From September 1997 to June 2008, 2,150 psychiatric patients presenting to the Rhode Island Hospital outpatient practice were evaluated with semistructured diagnostic interviews for DSM-IV Axis I and Axis II disorders and measures of psychosocial morbidity.
More than one-quarter of the patients were diagnosed with one of the 10 DSM-IV personality disorders (28.6%, n = 614). When 5 personality disorders were excluded from consideration, then 25.8% (n = 555) were diagnosed with at least 1 of the 5 personality disorders proposed for retention in DSM-5, and the comorbidity rate dropped from 29.8% to 21.3%. Compared to patients without a personality disorder, the patients with either a retained or an excluded personality disorder had greater psychosocial morbidity. There was little difference in psychosocial morbidity between patients with a retained and an excluded personality disorder.

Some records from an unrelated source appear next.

PR #584, opened 2025-08-06
nano g2 gps fixes

446564:
various fixes for nano g2 gps

- baud rate changed to default
- switch state detected at boot to enable position
- small edge cases fixed
- more mesh debugging output added

Co-authored-by: LitBomb
Co-authored-by: Nick from BOSTON


LitBomb:
This is a necessary fix to get GPS working on the Nano G2.  with 1.7.4 released built, the Nano G2's GPS doesn't appear to work.  The PPS LED still flashes hinting at the GPS does get satellite lock.  This is very similar to adding a random GPS to the OG T-Deck and requiring user to set the GPS baud rate.  

Ded's fix is to set the GPS baud rate in code to 9600 baud.  with 9600 baud rate, the 3 of us have tested 4 different Nano G2s and now they all have working GPS with live position.

enabling and disabling GPS from the phone app still works as expected. 

Thanks @446564 for spending the time to swat this bug down!

446564:
the intial cause was that some MT firmware was setting a different baud rate and saving that in the gps eeprom. So my device was using 115200 while most were 9600. This changes to the expected default and we can consider a probe to detect odd baud rates if/when more users pop up with non working GPS units.

variants/nano_g2_ultra/target.cpp
```diff
@@ -42,45 +42,44 @@ void radio_set_tx_power(uint8_t dbm)
...
-  else
-  {
-    MESH_DEBUG_PRINTLN("No GPS detected");
+  Serial1.setPins(PIN_GPS_TX, PIN_GPS_RX);
+  Serial1.begin(9600);
+  MESH_DEBUG_PRINTLN("Checking GPS switch state");
+  delay(1000);
+
+  // Check initial switch state to determine if GPS should be active
+  if (gps_active = Serial1.available() > 0) {
```
446564: Missed a little bug here, probably should just be `Serial1.available() > 0` as if true, `start_gps` will set `gps_active` to true.

ripplebiz: Rest looks good, but can you fix the above?

PR #585, opened 2025-08-06
Fix: Reset ESP32 RTC clock on software reset

rightup:
Updated `ESP32RTCClock::begin()` to treat software reset (`ESP_RST_SW`) the same as power-on reset (`ESP_RST_POWERON`), ensuring the clock resets to the default time (15 May 2024, 8:50pm) when triggered via the CLI reboot command or any other software-initiated reset.

No personal issues with a good old-fashioned power cycle, but some have reported their clock getting accidentally set far into the future. Probably less funny when the device is zip-tied 8m up a tree ... not exactly reset-button friendly!

### DIFF
--- a/src/helpers/ESP32Board.h
+++ b/src/helpers/ESP32Board.h
@@ -94,7 +94,7 @@ public:
   ESP32RTCClock() { }
   void begin() {
     esp_reset_reason_t reason = esp_reset_reason();
-    if (reason == ESP_RST_POWERON) {
+    if (reason == ESP_RST_POWERON || reason == ESP_RST_SW) {
       // start with some date/time in the recent past
       struct timeval tv;
       tv.tv_sec = 1715770351;  // 15 May 2024, 8:50pm


rightup:
Hey, just a note: I used Fix: in the commit message, but it’s possible the original behavior was by design,  so feel free to treat this as a merge suggestion rather than a bug fix, depending on intent.

Either way, resetting the clock on soft reboot feels like the safer option in the field,  especially when devices are zip-tied to trees 😅

ripplebiz:
Yeah, this one is a little tricky. It was intentional to keep the ESP system time across soft resets, and I seem to recall it being handy in various contexts. But am struggling to rummage through my memory and figure out if this really should be changed...

rightup:
Totally fair, I figured this might’ve been intentional, which is why I hesitated on calling it a “fix”.

I haven’t personally seen the time set incorrectly, but I’ve noticed a few user reports where the clock jumped a few hours into the future. If that does happen, the only way to reset it is via a power cycle or physically pressing the reset button — which isn’t ideal when the device is mounted somewhere creative.

No problem at all — happy to drop this if it risks interfering with other use cases. I know timing in embedded is always tricky… there’s a reason even Doc Brown had issues with it. 🤣

recrof:
if this is not the best solution, can we introduce another command that will reboot with clock reset?

ripplebiz:
Generally, most want clock preserved across a reboot...  for 'bad' clocks, need some other solution.
Maybe new CLI command  "clock reset" ?

PR #590, opened 2025-08-08
update git ignore

446564:
exclude lsp dirs for clangd and ccls
exclude pio compile commands and flags files


446564:
I don't know why I have two lines removed. I'll resubmit later

PR #592, opened 2025-08-09
Changed radio_init to use radio.std_init

wel97459:
The waveshare_rp2040_lora variant is not following the other variants by using radio.std_init to set up the radio.

The original code looks to have been pulled from generic-e22 code which also has the same preamble of 8 hard code into the function call to radio.begin. 
[Line 36](https://github.com/wel97459/MeshCore/blob/c48ec40ae680647d483b9eff8029f23bcebf3718/variants/generic-e22/target.cpp#L36)

The hardcode preamble in the radio.std_init function is 16.


ripplebiz:
Could you please change the base branch to 'dev'.

PR #593, opened 2025-08-09
Added a default header for settings that are repeated in multiple files.

wel97459:
Pretty straightforward.

Also has defines to help with region configurations of the radio.


liamcottle:
Hey there! Thanks for the PR :) Looks like this one has become stale and now has merge conflicts. I don't think this is something we were looking to merge at this time. So I'll close this one out.

PR #597, opened 2025-08-10
add lsp ignores

446564:
adds cache and ccls dirs and clangd files to git ignore


446564:
this is for those using clangd or ccls with platformio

The Personality and Personality Disorders Work Group's desired goal of reducing comorbidity would be achieved by deleting 5 personality disorders, although comorbidity would not be eliminated. The reduction of comorbidity could come with a cost of false-negative diagnoses. The results therefore do not provide unambiguous support for the DSM-5 proposed elimination of 5 personality disorders.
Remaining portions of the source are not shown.